═══ INPUT DATA

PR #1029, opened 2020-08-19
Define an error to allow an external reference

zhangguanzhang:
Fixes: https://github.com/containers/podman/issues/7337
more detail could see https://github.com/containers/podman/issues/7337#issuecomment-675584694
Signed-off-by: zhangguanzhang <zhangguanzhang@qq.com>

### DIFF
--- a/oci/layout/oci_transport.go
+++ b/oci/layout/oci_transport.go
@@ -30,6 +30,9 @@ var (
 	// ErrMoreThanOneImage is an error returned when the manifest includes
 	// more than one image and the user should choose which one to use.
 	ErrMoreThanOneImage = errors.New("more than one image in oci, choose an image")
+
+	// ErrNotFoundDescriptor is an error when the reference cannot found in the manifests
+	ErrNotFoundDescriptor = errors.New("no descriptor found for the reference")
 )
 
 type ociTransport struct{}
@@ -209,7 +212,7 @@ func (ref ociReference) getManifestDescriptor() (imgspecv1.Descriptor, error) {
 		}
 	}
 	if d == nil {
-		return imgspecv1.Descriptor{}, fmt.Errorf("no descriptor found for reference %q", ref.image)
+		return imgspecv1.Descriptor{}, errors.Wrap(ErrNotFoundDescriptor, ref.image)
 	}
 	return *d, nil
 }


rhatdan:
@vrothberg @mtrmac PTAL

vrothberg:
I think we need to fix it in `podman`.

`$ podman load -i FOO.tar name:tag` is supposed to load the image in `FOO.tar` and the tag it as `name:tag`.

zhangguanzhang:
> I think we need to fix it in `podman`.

══════

- _TASK DESCRIPTION_:
Find the line with "podman load -i". Transcribe it and every line after it exactly, through the end of the records above, and nothing else.

- _SOLUTION TO THE EXERCISE_:
`$ podman load -i FOO.tar name:tag` is supposed to load the image in `FOO.tar` and the tag it as `name:tag`.

zhangguanzhang:
> I think we need to fix it in `podman`.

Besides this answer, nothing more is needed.